§ **Your task**: Below are the records; collect from them each line containing the string "exposing".

§ **Dataset entries**:

PR #1186, opened 2023-08-21
Add option to keep object file after compiling model

andrjohns:
#### Submisison Checklist

#### Summary:

This PR adds a makeflag `KEEP_OBJECT` to allow keeping the `.o` object file when compiling a model.

When exposing model methods (`log_prob`, etc) in `cmdstanr` we end up having to compile a given model twice - once via `cmdstan` to generate the executable and once via Rcpp to expose the `stan_model` typedef to generate a model pointer. If we can still have access to the object file, we can instead just link against it and skip the additional compilation.

#### Intended Effect:

Reduce unnecessary compilation when exposing model methods in `cmdstanr`

#### How to Verify:

Add `KEEP_OBJECT=true` to `make/local`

§ **Response to this exercise**:
When exposing model methods (`log_prob`, etc) in `cmdstanr` we end up having to compile a given model twice - once via `cmdstan` to generate the executable and once via Rcpp to expose the `stan_model` typedef to generate a model pointer. If we can still have access to the object file, we can instead just link against it and skip the additional compilation.
Reduce unnecessary compilation when exposing model methods in `cmdstanr`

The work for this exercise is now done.